BRIEF:
All that should be output is the block of lines below from the line with "chrislo: I think" to the line with "chrisroos: We've now", both included, exactly as written.

※ ※ ※

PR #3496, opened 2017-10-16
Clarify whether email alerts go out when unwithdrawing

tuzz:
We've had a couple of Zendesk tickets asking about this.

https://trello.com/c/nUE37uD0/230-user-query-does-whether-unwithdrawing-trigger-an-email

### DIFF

※ ※ ※

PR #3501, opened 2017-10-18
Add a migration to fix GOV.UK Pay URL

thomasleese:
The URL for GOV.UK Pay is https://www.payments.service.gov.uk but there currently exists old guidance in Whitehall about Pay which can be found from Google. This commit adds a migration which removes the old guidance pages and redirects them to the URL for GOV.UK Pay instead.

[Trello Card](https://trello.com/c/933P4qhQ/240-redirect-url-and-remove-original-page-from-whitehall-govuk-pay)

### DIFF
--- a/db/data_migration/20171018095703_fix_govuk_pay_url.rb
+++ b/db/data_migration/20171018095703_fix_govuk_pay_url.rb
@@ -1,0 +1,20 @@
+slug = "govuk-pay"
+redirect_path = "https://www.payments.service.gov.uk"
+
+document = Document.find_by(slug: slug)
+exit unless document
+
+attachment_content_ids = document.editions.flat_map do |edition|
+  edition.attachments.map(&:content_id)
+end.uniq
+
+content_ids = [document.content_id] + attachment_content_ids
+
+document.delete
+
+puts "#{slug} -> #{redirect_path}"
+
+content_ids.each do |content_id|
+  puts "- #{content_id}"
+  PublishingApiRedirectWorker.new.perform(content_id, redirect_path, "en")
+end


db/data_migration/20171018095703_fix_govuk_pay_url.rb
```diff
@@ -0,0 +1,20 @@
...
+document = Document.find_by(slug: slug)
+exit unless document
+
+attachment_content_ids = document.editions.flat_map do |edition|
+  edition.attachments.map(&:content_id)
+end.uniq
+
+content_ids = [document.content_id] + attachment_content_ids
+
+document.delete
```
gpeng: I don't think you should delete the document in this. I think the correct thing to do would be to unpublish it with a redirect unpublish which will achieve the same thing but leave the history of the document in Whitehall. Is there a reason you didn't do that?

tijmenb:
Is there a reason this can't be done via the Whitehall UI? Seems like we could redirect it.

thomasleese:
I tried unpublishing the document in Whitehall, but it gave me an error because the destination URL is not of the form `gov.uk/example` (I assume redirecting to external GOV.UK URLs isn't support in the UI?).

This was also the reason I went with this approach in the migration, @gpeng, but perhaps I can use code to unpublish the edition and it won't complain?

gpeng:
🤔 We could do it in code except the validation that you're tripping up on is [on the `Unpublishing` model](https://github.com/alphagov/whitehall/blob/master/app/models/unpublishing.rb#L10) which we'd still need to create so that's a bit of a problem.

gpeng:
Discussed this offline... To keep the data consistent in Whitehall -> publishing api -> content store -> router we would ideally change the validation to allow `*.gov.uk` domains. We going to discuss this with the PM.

※ ※ ※

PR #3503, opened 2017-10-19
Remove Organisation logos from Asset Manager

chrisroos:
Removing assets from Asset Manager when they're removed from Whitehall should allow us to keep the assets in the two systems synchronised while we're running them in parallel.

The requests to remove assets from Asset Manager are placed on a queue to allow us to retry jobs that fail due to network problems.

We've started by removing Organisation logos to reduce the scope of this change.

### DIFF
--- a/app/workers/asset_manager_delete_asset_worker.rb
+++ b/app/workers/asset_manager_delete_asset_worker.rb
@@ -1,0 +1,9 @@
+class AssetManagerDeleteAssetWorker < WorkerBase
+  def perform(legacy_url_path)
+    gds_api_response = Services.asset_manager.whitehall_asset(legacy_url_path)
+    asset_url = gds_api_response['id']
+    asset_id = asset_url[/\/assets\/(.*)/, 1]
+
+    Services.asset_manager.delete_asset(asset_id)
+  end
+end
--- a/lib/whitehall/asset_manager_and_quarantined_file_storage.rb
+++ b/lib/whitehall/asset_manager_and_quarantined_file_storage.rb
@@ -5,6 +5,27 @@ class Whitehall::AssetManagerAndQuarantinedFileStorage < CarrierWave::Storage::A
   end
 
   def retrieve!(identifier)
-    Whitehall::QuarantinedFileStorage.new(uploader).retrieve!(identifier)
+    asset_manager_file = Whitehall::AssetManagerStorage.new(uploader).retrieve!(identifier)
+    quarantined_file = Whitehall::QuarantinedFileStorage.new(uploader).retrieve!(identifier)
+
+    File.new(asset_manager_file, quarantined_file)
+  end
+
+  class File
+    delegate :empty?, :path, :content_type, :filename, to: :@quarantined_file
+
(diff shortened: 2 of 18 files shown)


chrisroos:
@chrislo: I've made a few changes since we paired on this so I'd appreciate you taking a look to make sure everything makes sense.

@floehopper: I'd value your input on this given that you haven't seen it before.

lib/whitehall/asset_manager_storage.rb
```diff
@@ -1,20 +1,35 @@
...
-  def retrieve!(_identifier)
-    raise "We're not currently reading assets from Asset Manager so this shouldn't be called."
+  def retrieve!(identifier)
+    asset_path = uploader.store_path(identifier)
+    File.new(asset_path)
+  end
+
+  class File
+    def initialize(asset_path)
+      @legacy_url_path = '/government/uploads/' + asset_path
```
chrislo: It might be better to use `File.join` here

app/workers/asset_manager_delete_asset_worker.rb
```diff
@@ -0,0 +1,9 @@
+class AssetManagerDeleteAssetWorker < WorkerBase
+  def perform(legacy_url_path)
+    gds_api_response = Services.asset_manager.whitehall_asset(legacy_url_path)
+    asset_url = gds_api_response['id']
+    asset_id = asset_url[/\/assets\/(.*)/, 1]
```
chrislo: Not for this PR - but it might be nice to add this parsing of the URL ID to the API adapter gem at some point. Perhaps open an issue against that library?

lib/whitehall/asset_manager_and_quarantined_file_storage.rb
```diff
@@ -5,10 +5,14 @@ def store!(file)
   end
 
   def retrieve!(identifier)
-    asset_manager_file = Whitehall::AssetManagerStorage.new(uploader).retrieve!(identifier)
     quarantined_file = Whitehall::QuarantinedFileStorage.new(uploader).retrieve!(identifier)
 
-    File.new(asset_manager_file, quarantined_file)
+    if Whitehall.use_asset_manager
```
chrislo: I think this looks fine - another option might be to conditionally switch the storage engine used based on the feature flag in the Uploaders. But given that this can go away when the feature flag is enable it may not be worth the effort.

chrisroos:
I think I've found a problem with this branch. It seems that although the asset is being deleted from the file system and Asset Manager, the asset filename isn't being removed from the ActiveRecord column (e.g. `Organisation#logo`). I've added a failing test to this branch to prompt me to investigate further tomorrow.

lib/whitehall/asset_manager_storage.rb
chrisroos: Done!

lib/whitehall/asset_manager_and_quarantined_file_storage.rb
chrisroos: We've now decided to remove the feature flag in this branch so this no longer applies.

※ ※ ※

COMPLETED TASK:
chrislo: I think this looks fine - another option might be to conditionally switch the storage engine used based on the feature flag in the Uploaders. But given that this can go away when the feature flag is enable it may not be worth the effort.

chrisroos:
I think I've found a problem with this branch. It seems that although the asset is being deleted from the file system and Asset Manager, the asset filename isn't being removed from the ActiveRecord column (e.g. `Organisation#logo`). I've added a failing test to this branch to prompt me to investigate further tomorrow.

lib/whitehall/asset_manager_storage.rb
chrisroos: Done!

lib/whitehall/asset_manager_and_quarantined_file_storage.rb
chrisroos: We've now decided to remove the feature flag in this branch so this no longer applies.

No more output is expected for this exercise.